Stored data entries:
◆ ◆ ◆ ◆ ◆ ◆ ◆

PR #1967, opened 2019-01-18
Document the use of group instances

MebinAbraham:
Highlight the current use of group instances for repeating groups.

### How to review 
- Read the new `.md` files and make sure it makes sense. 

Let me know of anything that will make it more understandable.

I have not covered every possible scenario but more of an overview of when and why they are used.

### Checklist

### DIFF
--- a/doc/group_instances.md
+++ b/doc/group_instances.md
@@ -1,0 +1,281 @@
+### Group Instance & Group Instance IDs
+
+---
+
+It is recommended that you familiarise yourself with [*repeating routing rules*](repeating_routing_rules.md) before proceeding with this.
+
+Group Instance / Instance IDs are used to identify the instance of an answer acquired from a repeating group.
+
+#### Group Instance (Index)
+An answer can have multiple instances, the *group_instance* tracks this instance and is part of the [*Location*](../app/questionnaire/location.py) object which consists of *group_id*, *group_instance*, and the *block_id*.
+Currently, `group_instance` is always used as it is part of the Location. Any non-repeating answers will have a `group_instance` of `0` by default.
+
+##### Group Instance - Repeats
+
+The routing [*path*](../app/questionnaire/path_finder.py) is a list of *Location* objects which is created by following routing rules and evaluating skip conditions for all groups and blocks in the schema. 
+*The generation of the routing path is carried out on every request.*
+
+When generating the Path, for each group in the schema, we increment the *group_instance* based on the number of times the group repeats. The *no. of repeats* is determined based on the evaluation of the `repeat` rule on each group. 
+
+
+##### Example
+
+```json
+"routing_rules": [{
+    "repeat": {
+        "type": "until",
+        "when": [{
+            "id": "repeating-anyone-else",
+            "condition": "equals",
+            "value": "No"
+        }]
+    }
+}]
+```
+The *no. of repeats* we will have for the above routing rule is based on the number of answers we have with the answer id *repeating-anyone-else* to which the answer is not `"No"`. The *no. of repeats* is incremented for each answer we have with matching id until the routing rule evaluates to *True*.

◆ ◆ ◆ ◆ ◆ ◆ ◆

Exercise objective: Each line from the one holding "Group Instance IDs" to the end of the entries is to be written out exactly. Skip every line before it.

Written reply:
+### Group Instance & Group Instance IDs
+
+---
+
+It is recommended that you familiarise yourself with [*repeating routing rules*](repeating_routing_rules.md) before proceeding with this.
+
+Group Instance / Instance IDs are used to identify the instance of an answer acquired from a repeating group.
+
+#### Group Instance (Index)
+An answer can have multiple instances, the *group_instance* tracks this instance and is part of the [*Location*](../app/questionnaire/location.py) object which consists of *group_id*, *group_instance*, and the *block_id*.
+Currently, `group_instance` is always used as it is part of the Location. Any non-repeating answers will have a `group_instance` of `0` by default.
+
+##### Group Instance - Repeats
+
+The routing [*path*](../app/questionnaire/path_finder.py) is a list of *Location* objects which is created by following routing rules and evaluating skip conditions for all groups and blocks in the schema. 
+*The generation of the routing path is carried out on every request.*
+
+When generating the Path, for each group in the schema, we increment the *group_instance* based on the number of times the group repeats. The *no. of repeats* is determined based on the evaluation of the `repeat` rule on each group. 
+
+
+##### Example
+
+```json
+"routing_rules": [{
+    "repeat": {
+        "type": "until",
+        "when": [{
+            "id": "repeating-anyone-else",
+            "condition": "equals",
+            "value": "No"
+        }]
+    }
+}]
+```
+The *no. of repeats* we will have for the above routing rule is based on the number of answers we have with the answer id *repeating-anyone-else* to which the answer is not `"No"`. The *no. of repeats* is incremented for each answer we have with matching id until the routing rule evaluates to *True*.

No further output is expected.